- Required work
Locate and copy each line in the data that contains the word "getSources".
(The input begins)
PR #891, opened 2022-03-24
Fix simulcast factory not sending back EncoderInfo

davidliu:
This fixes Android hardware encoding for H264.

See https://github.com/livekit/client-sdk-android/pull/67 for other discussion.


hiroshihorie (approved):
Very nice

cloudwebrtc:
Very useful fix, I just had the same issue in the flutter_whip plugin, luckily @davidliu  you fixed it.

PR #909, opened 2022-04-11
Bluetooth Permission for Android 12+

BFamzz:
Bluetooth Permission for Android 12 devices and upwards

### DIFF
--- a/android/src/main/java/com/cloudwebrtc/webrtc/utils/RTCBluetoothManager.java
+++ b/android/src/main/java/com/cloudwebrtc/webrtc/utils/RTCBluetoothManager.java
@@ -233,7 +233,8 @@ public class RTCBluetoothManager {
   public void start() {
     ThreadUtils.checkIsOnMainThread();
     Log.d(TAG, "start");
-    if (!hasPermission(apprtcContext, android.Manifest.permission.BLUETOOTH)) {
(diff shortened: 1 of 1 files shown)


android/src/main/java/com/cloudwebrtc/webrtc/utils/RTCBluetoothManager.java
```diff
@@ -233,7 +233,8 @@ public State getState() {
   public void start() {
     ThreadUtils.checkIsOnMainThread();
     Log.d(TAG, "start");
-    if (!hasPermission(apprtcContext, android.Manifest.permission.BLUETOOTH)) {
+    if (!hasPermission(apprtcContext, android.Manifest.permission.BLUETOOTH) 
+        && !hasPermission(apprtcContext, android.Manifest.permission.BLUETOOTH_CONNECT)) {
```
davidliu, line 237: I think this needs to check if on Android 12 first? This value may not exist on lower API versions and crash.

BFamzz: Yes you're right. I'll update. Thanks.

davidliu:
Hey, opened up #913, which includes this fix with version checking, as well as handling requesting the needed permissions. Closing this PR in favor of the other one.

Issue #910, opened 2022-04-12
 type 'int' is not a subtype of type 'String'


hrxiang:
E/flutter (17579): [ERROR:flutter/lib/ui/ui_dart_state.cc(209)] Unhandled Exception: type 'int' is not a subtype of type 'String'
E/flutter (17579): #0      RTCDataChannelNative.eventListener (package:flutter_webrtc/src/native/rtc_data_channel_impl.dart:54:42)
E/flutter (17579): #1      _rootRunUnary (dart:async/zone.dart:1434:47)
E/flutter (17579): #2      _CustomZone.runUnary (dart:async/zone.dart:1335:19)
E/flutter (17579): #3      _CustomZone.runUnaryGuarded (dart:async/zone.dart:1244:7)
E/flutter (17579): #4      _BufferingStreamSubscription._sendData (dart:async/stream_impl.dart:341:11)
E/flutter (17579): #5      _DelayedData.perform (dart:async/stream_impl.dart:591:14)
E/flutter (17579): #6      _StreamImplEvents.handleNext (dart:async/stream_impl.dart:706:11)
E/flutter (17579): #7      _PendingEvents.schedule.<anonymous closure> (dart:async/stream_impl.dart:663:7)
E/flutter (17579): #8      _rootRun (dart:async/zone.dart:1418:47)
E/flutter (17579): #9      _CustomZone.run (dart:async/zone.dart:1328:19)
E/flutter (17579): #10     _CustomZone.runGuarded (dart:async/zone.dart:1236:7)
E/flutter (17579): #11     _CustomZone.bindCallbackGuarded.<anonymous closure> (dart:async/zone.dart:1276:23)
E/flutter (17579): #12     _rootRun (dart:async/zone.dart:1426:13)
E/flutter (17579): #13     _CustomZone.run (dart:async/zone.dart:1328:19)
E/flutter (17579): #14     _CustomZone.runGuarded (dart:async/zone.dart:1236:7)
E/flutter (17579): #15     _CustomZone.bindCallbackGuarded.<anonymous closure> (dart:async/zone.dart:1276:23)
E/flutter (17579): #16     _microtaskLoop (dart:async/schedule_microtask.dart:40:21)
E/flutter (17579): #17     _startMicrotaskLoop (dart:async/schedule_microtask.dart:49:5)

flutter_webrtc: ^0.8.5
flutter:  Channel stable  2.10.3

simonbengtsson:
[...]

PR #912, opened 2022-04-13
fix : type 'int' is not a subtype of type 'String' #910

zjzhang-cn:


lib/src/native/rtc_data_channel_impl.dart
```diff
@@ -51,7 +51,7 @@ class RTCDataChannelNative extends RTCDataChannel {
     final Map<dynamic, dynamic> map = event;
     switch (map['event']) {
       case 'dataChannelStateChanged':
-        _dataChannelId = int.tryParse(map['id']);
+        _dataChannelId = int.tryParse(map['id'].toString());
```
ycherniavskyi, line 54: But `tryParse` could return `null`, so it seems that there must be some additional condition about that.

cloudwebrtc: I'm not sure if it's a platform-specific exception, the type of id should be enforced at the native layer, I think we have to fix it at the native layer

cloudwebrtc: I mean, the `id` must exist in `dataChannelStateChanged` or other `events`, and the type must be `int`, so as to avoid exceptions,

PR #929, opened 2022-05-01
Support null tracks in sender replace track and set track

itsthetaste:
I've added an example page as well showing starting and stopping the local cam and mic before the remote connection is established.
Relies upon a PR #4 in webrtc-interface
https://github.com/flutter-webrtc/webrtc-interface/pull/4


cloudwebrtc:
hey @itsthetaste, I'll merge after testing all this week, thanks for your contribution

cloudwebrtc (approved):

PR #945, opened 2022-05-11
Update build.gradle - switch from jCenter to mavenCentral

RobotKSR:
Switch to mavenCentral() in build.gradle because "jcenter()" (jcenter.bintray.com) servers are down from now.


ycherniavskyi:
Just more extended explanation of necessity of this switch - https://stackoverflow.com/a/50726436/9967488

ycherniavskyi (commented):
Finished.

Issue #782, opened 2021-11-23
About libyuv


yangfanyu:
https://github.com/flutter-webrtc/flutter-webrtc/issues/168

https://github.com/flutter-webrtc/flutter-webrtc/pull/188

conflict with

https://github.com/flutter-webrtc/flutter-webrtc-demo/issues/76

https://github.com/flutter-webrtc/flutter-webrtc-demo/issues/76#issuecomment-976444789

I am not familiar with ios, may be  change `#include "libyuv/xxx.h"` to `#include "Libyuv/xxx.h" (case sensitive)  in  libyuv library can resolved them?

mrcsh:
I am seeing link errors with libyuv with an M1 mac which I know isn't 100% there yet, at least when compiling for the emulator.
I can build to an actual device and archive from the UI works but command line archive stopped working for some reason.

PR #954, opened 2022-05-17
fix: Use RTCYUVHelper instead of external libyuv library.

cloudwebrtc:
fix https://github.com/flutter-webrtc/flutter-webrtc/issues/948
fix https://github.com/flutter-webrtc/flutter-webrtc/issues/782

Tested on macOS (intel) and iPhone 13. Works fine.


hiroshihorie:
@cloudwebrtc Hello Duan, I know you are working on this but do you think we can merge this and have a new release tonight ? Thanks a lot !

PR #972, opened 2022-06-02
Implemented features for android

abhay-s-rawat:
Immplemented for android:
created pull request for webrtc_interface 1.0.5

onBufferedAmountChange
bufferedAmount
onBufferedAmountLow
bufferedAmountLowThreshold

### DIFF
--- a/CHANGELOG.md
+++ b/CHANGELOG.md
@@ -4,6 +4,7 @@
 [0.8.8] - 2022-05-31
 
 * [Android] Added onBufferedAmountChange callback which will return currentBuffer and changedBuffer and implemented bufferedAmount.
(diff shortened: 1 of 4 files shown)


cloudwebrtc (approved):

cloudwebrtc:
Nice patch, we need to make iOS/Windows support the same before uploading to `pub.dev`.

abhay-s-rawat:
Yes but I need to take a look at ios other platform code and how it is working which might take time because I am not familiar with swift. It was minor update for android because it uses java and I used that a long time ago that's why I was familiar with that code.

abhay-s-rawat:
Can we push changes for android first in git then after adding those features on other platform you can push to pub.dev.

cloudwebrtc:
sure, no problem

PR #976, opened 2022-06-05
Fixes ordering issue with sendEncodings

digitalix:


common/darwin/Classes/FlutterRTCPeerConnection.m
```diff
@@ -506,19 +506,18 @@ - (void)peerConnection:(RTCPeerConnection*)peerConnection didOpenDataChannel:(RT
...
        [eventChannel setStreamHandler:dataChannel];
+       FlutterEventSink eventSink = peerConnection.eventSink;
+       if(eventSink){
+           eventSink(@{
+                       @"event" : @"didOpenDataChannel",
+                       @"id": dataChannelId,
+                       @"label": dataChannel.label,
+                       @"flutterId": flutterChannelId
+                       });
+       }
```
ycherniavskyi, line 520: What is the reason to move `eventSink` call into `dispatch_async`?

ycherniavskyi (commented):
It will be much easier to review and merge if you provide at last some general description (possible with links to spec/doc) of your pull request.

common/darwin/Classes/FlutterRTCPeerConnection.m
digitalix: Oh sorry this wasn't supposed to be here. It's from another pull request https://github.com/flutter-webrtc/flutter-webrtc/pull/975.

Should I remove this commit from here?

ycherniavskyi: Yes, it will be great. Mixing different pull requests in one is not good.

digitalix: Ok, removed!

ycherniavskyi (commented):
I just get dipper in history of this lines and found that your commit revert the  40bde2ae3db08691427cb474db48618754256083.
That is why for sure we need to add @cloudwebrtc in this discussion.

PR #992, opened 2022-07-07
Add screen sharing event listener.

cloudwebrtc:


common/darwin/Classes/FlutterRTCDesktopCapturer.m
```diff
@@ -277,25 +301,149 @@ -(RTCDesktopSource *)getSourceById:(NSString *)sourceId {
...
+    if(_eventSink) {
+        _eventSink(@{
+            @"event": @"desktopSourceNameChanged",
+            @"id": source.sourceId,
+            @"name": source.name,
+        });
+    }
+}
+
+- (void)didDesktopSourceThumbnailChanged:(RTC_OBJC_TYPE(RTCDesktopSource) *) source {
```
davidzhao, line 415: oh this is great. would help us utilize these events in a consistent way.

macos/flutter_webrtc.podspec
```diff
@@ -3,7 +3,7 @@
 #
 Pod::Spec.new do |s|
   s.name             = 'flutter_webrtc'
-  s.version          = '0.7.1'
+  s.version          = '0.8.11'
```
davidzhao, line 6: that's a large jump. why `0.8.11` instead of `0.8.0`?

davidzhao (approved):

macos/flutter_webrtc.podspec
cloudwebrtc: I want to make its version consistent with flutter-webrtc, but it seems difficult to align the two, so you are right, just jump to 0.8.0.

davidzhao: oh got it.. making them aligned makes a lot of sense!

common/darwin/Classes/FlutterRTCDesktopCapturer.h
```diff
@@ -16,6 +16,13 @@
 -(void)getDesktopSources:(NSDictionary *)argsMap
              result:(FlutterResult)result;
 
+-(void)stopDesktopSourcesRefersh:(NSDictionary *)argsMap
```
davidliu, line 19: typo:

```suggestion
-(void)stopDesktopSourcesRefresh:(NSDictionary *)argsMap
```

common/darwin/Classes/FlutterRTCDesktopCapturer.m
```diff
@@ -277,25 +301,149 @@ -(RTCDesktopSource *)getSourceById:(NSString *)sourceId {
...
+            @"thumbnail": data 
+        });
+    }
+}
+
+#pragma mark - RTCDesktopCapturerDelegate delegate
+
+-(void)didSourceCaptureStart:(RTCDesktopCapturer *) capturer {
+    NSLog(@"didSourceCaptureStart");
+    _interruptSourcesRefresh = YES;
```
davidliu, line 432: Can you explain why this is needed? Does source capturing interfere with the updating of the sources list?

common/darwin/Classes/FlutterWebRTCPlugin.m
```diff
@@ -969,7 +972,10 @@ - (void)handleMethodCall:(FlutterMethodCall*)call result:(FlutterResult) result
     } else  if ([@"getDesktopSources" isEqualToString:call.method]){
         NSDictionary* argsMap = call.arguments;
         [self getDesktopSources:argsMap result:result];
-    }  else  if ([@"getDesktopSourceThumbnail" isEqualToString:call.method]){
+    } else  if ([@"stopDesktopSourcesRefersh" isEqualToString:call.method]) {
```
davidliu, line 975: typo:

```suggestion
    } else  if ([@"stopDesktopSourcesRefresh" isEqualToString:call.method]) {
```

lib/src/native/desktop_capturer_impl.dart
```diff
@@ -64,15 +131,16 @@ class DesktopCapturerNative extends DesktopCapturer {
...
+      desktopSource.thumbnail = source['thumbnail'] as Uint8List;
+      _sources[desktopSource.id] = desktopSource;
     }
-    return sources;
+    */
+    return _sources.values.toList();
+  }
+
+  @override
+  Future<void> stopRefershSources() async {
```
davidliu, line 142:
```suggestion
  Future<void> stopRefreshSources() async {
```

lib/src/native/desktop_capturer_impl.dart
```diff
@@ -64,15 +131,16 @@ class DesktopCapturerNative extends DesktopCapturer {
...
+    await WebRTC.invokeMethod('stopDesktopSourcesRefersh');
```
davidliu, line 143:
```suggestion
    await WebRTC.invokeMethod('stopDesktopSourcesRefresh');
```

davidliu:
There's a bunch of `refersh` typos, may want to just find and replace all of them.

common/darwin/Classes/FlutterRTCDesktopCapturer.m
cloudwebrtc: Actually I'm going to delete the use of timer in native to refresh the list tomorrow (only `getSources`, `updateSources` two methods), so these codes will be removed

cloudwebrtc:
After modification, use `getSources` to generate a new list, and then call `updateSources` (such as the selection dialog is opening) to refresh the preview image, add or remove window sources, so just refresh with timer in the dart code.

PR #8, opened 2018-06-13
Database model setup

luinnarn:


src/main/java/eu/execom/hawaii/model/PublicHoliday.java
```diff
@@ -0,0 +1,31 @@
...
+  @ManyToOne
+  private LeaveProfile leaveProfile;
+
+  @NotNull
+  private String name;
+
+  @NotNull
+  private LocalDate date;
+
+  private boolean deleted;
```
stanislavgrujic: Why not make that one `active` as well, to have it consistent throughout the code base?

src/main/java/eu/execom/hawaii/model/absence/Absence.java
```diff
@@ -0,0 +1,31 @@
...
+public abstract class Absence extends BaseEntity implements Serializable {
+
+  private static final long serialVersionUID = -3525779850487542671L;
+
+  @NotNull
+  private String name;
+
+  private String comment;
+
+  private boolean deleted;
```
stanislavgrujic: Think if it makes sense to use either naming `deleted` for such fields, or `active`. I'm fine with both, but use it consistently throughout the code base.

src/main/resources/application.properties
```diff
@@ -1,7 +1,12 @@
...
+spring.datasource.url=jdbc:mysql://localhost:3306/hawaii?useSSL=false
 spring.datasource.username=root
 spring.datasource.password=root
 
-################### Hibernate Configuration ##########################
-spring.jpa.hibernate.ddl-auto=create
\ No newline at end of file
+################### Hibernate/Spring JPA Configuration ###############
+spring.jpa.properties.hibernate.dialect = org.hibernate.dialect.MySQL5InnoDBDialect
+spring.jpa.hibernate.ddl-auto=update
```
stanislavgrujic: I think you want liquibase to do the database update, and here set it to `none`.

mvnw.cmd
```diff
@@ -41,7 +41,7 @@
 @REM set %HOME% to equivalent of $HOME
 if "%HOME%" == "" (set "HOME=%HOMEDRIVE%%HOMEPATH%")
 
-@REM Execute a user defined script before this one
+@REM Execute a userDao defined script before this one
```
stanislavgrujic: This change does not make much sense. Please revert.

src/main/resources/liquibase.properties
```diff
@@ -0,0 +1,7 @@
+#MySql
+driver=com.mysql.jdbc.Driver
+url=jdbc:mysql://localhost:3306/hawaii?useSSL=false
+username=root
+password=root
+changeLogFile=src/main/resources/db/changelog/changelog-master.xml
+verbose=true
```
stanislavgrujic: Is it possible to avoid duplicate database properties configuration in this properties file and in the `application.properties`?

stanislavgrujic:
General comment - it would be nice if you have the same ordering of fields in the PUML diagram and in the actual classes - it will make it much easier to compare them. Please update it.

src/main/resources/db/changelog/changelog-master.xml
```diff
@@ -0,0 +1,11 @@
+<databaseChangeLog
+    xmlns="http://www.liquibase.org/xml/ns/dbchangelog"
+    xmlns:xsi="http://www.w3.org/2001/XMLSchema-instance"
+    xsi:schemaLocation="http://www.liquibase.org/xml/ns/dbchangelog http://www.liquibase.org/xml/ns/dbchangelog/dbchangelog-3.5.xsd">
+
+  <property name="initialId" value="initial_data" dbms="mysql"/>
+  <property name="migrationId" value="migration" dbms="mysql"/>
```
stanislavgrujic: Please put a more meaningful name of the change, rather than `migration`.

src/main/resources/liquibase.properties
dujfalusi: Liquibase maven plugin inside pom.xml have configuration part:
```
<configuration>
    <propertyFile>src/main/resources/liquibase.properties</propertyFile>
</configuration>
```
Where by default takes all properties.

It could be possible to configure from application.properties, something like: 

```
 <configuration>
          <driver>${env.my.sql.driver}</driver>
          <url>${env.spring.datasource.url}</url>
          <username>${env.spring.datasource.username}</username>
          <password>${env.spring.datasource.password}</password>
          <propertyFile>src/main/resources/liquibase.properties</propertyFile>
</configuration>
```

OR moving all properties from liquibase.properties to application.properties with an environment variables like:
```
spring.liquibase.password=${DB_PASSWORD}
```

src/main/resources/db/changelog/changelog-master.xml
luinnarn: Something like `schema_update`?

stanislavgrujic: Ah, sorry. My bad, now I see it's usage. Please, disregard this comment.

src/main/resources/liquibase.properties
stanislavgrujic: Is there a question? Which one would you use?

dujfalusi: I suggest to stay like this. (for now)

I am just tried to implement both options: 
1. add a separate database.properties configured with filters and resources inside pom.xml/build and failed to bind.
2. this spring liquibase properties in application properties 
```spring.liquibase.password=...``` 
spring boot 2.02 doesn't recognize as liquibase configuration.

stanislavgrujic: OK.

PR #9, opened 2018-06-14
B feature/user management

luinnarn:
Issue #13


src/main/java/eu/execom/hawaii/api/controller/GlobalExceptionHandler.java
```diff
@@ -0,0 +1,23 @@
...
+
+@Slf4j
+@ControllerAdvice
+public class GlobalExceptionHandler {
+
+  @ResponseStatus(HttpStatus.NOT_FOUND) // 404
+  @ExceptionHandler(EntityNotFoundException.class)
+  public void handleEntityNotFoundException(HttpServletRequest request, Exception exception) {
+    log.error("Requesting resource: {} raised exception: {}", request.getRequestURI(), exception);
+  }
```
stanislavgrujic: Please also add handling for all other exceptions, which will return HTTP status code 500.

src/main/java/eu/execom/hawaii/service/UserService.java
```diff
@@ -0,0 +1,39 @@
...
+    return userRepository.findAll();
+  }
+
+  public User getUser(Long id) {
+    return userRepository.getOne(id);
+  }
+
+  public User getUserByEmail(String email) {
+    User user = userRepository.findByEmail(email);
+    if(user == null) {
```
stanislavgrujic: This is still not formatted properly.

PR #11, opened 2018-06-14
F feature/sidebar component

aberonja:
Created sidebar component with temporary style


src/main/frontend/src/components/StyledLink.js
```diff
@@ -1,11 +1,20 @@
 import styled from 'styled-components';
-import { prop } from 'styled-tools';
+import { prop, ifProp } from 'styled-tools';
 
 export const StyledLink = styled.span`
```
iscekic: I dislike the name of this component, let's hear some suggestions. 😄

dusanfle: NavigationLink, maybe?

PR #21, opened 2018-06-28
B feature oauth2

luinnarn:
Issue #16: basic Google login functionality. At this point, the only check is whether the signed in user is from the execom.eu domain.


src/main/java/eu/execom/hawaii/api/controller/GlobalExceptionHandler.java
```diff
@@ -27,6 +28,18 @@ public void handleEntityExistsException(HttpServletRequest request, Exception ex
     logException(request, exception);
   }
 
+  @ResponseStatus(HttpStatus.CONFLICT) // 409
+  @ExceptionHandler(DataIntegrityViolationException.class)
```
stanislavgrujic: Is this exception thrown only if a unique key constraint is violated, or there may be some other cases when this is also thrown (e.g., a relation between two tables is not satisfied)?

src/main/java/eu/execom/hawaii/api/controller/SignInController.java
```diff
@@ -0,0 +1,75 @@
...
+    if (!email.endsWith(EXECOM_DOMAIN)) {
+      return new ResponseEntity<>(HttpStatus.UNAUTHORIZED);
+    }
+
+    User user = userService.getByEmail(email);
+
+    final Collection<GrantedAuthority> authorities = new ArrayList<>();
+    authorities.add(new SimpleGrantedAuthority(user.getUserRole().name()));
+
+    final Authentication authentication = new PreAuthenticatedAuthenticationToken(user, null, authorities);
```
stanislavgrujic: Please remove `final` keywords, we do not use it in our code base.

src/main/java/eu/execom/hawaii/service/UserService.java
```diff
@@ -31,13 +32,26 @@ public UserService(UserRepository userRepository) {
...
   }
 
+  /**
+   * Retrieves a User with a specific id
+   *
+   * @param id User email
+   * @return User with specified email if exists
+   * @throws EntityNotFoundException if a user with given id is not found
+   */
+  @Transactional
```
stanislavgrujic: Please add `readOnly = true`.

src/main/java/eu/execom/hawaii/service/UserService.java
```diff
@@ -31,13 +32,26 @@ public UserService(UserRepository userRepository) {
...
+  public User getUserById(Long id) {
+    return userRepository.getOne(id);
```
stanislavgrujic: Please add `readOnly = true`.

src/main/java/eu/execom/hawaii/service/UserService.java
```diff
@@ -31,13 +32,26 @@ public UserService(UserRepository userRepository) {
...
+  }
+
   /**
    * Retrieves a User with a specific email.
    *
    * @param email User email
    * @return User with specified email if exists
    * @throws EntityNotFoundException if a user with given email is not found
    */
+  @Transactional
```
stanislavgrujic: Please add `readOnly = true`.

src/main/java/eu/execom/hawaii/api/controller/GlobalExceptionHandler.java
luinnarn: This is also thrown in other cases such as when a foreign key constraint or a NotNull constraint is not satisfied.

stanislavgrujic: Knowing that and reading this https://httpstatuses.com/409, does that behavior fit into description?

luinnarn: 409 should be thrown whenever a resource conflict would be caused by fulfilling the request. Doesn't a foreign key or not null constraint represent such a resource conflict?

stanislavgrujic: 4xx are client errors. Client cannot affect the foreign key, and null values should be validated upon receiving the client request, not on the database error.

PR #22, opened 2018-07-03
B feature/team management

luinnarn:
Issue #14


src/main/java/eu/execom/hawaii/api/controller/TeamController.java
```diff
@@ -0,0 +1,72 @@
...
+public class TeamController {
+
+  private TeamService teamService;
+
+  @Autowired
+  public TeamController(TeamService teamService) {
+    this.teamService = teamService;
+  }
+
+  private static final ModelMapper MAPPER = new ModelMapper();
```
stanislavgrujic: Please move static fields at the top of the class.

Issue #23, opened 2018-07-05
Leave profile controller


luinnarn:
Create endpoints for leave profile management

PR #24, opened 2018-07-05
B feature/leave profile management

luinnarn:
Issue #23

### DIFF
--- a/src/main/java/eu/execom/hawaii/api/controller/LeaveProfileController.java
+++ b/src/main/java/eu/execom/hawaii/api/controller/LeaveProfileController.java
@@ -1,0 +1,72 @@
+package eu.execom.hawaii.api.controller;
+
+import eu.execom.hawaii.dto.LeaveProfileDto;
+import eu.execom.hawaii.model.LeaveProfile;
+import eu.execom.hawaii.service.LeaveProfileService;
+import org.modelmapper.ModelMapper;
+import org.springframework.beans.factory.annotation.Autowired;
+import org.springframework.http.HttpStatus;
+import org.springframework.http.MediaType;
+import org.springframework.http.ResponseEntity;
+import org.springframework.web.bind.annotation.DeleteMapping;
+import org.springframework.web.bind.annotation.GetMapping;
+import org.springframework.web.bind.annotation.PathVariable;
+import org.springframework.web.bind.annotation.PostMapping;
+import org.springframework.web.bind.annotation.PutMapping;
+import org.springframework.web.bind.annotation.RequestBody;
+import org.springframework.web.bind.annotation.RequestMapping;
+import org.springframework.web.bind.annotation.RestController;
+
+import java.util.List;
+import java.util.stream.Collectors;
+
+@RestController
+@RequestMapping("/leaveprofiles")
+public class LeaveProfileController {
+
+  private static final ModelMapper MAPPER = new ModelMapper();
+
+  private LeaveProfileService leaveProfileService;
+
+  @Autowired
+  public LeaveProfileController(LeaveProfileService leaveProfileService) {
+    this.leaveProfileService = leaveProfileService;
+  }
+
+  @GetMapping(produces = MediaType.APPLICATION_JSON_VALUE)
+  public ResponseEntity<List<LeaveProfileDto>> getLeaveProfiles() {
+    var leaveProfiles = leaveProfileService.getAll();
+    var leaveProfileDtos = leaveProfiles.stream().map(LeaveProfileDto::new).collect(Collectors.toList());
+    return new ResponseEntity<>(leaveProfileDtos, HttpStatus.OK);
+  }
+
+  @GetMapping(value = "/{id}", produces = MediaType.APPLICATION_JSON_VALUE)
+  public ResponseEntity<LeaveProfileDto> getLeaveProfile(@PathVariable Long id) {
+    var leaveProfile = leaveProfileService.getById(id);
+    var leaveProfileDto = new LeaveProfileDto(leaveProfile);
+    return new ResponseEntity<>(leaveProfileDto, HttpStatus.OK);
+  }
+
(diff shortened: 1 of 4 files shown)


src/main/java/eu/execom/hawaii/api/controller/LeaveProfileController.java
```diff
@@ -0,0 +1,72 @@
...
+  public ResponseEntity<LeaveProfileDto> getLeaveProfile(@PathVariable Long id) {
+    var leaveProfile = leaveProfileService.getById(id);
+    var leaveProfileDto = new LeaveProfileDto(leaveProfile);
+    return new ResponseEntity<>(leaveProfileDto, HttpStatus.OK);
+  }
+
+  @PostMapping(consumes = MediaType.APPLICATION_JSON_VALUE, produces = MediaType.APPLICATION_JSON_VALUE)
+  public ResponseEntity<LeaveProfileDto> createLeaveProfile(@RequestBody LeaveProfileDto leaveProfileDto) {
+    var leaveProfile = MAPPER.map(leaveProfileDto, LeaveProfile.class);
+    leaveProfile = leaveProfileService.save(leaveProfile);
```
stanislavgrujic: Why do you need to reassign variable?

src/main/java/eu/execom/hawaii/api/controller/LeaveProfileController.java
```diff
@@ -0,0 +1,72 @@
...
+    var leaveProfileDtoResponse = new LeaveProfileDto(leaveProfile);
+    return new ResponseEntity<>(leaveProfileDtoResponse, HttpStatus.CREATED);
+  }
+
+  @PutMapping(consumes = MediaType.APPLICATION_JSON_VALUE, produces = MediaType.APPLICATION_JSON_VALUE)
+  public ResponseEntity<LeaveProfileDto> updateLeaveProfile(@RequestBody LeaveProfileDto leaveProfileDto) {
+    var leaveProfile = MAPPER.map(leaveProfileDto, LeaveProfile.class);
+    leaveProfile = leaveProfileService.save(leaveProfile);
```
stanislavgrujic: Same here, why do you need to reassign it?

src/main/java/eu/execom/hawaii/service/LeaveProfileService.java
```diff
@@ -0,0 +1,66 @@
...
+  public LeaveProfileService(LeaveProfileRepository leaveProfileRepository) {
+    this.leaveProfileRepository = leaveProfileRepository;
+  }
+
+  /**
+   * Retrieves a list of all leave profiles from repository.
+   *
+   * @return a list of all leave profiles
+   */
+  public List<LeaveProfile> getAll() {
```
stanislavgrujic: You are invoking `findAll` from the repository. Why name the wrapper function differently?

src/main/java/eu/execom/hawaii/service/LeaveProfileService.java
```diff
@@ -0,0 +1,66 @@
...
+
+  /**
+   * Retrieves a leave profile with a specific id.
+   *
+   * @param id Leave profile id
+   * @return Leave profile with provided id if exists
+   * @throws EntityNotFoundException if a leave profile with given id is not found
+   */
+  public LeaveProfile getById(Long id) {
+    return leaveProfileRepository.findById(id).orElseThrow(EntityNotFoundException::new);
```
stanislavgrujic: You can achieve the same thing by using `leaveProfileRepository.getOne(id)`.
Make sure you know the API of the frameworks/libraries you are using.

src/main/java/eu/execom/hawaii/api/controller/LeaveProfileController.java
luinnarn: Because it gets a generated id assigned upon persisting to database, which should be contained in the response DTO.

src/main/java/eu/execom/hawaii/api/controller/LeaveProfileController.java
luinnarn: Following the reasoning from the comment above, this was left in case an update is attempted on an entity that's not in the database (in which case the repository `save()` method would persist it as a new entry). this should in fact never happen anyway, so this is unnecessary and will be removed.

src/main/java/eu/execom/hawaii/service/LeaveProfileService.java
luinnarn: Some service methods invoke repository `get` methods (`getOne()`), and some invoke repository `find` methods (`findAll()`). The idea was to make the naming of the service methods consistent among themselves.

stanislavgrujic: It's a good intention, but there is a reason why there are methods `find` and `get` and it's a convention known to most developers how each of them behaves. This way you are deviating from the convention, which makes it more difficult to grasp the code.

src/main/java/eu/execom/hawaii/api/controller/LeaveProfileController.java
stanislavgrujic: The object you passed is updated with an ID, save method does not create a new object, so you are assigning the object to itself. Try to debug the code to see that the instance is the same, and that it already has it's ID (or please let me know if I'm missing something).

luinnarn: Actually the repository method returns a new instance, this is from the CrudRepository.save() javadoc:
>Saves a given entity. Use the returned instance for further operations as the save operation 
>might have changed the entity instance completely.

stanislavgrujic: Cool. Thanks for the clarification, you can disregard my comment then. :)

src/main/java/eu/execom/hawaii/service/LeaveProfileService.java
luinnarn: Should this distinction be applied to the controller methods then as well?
(The input ends)
- Completed task
cloudwebrtc: Actually I'm going to delete the use of timer in native to refresh the list tomorrow (only `getSources`, `updateSources` two methods), so these codes will be removed
After modification, use `getSources` to generate a new list, and then call `updateSources` (such as the selection dialog is opening) to refresh the preview image, add or remove window sources, so just refresh with timer in the dart code.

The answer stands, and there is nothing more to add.